Within the records, how many lines hold the word "viewport"? State that number alone.

▶ _Data shown_:

-------

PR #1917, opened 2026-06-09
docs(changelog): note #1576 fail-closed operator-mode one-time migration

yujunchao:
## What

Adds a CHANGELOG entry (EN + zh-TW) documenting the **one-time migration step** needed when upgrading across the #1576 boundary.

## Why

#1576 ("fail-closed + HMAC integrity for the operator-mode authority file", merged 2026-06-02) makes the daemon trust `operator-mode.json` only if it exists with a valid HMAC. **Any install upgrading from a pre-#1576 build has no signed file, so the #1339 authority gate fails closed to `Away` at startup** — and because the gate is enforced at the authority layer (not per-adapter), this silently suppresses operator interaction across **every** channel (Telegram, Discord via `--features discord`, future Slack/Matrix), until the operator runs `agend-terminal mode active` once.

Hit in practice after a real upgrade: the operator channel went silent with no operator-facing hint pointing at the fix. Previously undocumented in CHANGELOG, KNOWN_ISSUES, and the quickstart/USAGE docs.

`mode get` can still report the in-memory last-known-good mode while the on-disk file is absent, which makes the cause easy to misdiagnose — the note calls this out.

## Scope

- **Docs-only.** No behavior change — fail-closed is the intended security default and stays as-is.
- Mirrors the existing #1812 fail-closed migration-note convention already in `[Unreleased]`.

-------

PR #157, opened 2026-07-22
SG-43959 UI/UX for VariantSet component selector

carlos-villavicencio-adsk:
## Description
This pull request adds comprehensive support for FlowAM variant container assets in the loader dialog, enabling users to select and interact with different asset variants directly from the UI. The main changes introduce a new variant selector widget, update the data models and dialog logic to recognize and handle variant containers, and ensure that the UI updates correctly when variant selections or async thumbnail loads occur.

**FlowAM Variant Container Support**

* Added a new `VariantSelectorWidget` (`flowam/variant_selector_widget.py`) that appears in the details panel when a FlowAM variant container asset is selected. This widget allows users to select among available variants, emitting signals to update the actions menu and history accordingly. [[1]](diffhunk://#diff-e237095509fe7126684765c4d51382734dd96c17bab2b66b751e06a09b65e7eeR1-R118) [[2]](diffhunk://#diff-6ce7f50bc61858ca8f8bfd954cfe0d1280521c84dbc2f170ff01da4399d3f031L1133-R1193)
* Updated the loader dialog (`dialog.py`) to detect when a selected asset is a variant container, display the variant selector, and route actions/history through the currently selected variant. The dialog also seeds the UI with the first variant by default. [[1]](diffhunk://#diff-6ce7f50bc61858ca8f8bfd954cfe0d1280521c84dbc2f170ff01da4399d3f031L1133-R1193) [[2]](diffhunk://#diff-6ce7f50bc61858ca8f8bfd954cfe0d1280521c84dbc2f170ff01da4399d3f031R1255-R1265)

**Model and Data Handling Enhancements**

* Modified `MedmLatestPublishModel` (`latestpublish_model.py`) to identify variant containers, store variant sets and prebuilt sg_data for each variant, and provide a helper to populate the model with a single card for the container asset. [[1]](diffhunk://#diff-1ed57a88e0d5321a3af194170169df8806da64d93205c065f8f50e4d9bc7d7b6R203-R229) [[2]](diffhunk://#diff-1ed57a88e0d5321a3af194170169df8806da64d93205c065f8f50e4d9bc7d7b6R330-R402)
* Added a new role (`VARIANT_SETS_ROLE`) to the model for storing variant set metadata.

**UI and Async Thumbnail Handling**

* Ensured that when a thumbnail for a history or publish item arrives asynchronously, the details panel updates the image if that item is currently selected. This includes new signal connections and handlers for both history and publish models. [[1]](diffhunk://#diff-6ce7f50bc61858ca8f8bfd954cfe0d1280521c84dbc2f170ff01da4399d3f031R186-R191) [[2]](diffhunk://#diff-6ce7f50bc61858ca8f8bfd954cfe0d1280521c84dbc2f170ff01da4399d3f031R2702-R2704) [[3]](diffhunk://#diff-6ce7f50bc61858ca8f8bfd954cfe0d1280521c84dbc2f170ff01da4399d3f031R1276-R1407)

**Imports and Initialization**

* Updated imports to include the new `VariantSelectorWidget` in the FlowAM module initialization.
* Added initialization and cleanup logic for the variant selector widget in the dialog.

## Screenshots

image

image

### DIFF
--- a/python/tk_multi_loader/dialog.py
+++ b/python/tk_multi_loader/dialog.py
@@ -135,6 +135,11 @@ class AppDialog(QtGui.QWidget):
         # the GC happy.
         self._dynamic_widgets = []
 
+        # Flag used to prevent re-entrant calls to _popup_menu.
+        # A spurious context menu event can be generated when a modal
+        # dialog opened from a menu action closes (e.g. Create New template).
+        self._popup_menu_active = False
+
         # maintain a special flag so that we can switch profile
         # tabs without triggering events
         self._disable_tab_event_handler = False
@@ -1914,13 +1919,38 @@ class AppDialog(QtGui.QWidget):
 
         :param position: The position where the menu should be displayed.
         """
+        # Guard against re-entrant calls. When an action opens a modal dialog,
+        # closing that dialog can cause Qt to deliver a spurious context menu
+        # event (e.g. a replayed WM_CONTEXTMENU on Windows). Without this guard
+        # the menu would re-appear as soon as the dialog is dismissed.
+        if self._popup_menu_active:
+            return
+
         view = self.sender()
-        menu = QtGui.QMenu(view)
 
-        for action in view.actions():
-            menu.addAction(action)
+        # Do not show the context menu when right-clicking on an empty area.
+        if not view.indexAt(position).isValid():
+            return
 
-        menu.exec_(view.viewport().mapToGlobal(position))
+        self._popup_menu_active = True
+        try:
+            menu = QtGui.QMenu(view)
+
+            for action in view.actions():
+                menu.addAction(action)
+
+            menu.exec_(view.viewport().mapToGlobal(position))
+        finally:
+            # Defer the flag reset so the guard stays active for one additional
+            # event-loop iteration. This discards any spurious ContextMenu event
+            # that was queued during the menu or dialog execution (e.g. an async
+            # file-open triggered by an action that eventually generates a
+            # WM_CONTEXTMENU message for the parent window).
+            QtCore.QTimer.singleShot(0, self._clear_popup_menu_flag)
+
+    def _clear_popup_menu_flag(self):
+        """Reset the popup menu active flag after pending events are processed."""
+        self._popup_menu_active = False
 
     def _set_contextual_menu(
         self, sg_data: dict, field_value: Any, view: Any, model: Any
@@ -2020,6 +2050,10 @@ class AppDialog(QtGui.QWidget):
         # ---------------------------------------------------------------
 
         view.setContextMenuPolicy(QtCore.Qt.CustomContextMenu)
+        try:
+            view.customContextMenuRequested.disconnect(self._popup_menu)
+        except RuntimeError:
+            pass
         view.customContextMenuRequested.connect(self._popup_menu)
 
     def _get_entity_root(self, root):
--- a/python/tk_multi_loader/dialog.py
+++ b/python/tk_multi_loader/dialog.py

-------

▶ _Finished exercise_:
2